───── EXERCISE INPUTS ─────

PR #1233, opened 2024-01-24
Fix a few variable shadowing warnings in public headers.

mkoscumb:
I'm happy to change the names or suppress these warnings as well.


ThomsonTan (approved):
Thanks for the fix.

PR #1238, opened 2024-01-26
Fix deprecated CURL API usage.

utoni:
```
lib/./http/HttpClient_Curl.hpp: In member function ‘long int Microsoft::Applications::Events::CurlHttpOperation::Send()’:
lib/./http/HttpClient_Curl.hpp:211:39: error: ‘CURLINFO_LASTSOCKET’ is deprecated: since 7.45.0. Use CURLINFO_ACTIVESOCKET [-Werror=deprecated-declarations]
  211 |         res = curl_easy_getinfo(curl, CURLINFO_LASTSOCKET, &sockextr);
```

### DIFF
--- a/lib/http/HttpClient_Curl.hpp
+++ b/lib/http/HttpClient_Curl.hpp
@@ -208,7 +208,13 @@ public:
          * Note that this API takes a pointer to a 'long' while we use
          * curl_socket_t for sockets otherwise.
          */
+
+#if LIBCURL_VERSION_NUM >= 0x072D00 // Version 7.45.00
+        res = curl_easy_getinfo(curl, CURLINFO_ACTIVESOCKET, &sockextr);
+#else
         res = curl_easy_getinfo(curl, CURLINFO_LASTSOCKET, &sockextr);
+#endif
+
         if(CURLE_OK != res)
         {
             DispatchEvent(OnConnectFailed);     // couldn't connect - stage 2


lib/http/HttpClient_Curl.hpp
```diff
@@ -208,7 +208,7 @@ class CurlHttpOperation {
          * Note that this API takes a pointer to a 'long' while we use
          * curl_socket_t for sockets otherwise.
          */
-        res = curl_easy_getinfo(curl, CURLINFO_LASTSOCKET, &sockextr);
+        res = curl_easy_getinfo(curl, CURLINFO_ACTIVESOCKET, &sockextr);
```
lalitb, line 211: CURLINFO_ACTIVESOCKET was added in  7.45.0. Just to be on safer side, should we check for the libcurl version (probably using [LIBCURL_VERSION_NUM](https://github.com/curl/curl/blob/aee4ebe59161d0a5281743f96e7738ad97fe1cd4/include/curl/curlver.h#L62)), and use right one accordingly.

lalitb (approved):
Approve with suggestion :)

lib/http/HttpClient_Curl.hpp
utoni: Should I change that in the current PR or a follow-up? :)

ThomsonTan: Add a TODO comment here if it will be included in the following up PR?

utoni:
Fixed for the sake of simplicity.

ThomsonTan (approved):

PR #1240, opened 2024-02-02
Fixing release build unused variable error by adding conditional complation to the code run only for debug builds

absaroj:
Variable is only used for debug purposes and causes error on the local build due to being unused.


lalitb (approved):
Thanks for the fix.

PR #1241, opened 2024-02-02
adding comment about using the typealised enums in swift from objc 

absaroj:
Objc enums accessed in swift have their names removed from the enum values due to convention. Adding comment about it to let the users know.


mkoscumb (approved):
LGTM

PR #1248, opened 2024-02-26
Guard registerReceiver with RECEIVER_NOT_EXPORTED for Android 14 (SDK 34)

mgowtham:
## Problem

`HttpClient` registers a `BroadcastReceiver` for `ACTION_BATTERY_CHANGED` using the 2-arg `registerReceiver(receiver, filter)`. The maesdk targets **SDK 34** (`lib/android_build/tools.gradle`), and on **Android 14 (API 34)** registering a non-system receiver without specifying an export flag throws `SecurityException` — crashing `HttpClient` construction.

## Fix

Pass an explicit export flag, **version-guarded** so it stays compatible with the SDK's full supported range (`minSdk 23`):

```java
Intent status;
if (Build.VERSION.SDK_INT >= Build.VERSION_CODES.TIRAMISU) {  // API 33
  status = context.registerReceiver(m_power_receiver, filter, Context.RECEIVER_NOT_EXPORTED);
} else {
  status = context.registerReceiver(m_power_receiver, filter);
}
```

- **`RECEIVER_NOT_EXPORTED`** (rather than `RECEIVER_EXPORTED`): `ACTION_BATTERY_CHANGED` is a protected system broadcast delivered only by the OS. The receiver never needs other apps to broadcast to it, so not-exported is the secure, correct choice — and it satisfies the API-34 requirement.
- **Version guard**: the 3-arg `registerReceiver` overload is **API 26+** and the `RECEIVER_*` constants are **API 33+**. Using them unconditionally would throw `NoSuchMethodError` on API 23–25 (the SDK's `minSdk` is 23) and trip a `NewApi` lint error. The guard keeps the original 2-arg call on older devices.
- No new dependency (`android.content.Context` / `android.os.Build` are already imported); lint-clean.

## Validation

- Net change is a single receiver-registration block; verified no stray `RECEIVER_EXPORTED` references remain.
- Android CI (`build-android.yml`) builds the maesdk.

Branch brought up to date with `main`. Original change by @mgowtham (credited as co-author).


mkoscumb (approved):
LGTM

lalitb (approved):

lalitb:
@mgowtham - You may want to merge this PR as it is approved?

ThomsonTan:
@mgowtham any plan to merge this PR?

bmehta001:
Took this over to bring it up to date with `main` and adjust the fix for the SDK's full supported API range, @mgowtham — thanks for flagging the Android 14 issue.

Two changes from the original `RECEIVER_EXPORTED` edit:

1. **Version-guarded the call.** The 3-arg `registerReceiver` overload (API 26) and the `RECEIVER_*` constants (API 33) don't exist on the SDK's `minSdk 23` floor, so the unconditional form would throw `NoSuchMethodError` on API 23–25 (and trip a `NewApi` lint error). It now falls back to the original 2-arg call below API 33.
2. **`RECEIVER_NOT_EXPORTED` instead of `RECEIVER_EXPORTED`.** `ACTION_BATTERY_CHANGED` is a protected system broadcast, so the receiver never needs to be exported to other apps — not-exported is the more secure choice and still satisfies the API-34 requirement.

Your original commit is preserved in the history and you're credited as co-author. Updated the title/description to match.

bmehta001:
Closing this — after taking it over and **testing it on an emulator**, the premise turns out not to hold: the SDK's battery receiver doesn't actually crash on Android 14, so there's nothing to fix here.

**What I tested:** an API 36 emulator (which enforces the same Android-14 export-flag rule), with a test app targeting SDK 34. Registering a receiver for `ACTION_BATTERY_CHANGED` with the existing 2-arg `registerReceiver(receiver, filter)` **did not throw** `SecurityException`.

**Why:** `ACTION_BATTERY_CHANGED` is a protected **system broadcast**, and Android 14's "Runtime-registered receivers must specify export behavior" change has an explicit carve-out:

> **Exception for receivers that receive only system broadcasts** — If your app is registering a receiver only for system broadcasts … then it **shouldn't specify a flag** when registering the receiver.
> — https://developer.android.com/about/versions/14/behavior-changes-14

The SDK's `HttpClient` registers a receiver for **only** `ACTION_BATTERY_CHANGED`, so it's exempt. The current 2-arg call is the documented-correct form, and the docs say such receivers *shouldn't* specify a flag — so adding `RECEIVER_EXPORTED`/`RECEIVER_NOT_EXPORTED` is unnecessary.

Thanks @mgowtham for raising it — it was a very reasonable concern given the Android 14 messaging, and it was worth verifying. No code change needed; the existing receiver registration is correct. Closing as not-a-bug.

─────

◆ WHAT IS NEEDED
Count the lines above in which the string "only" occurs, and write the number with no other text.

◆ OUTPUT OF THE EXERCISE
5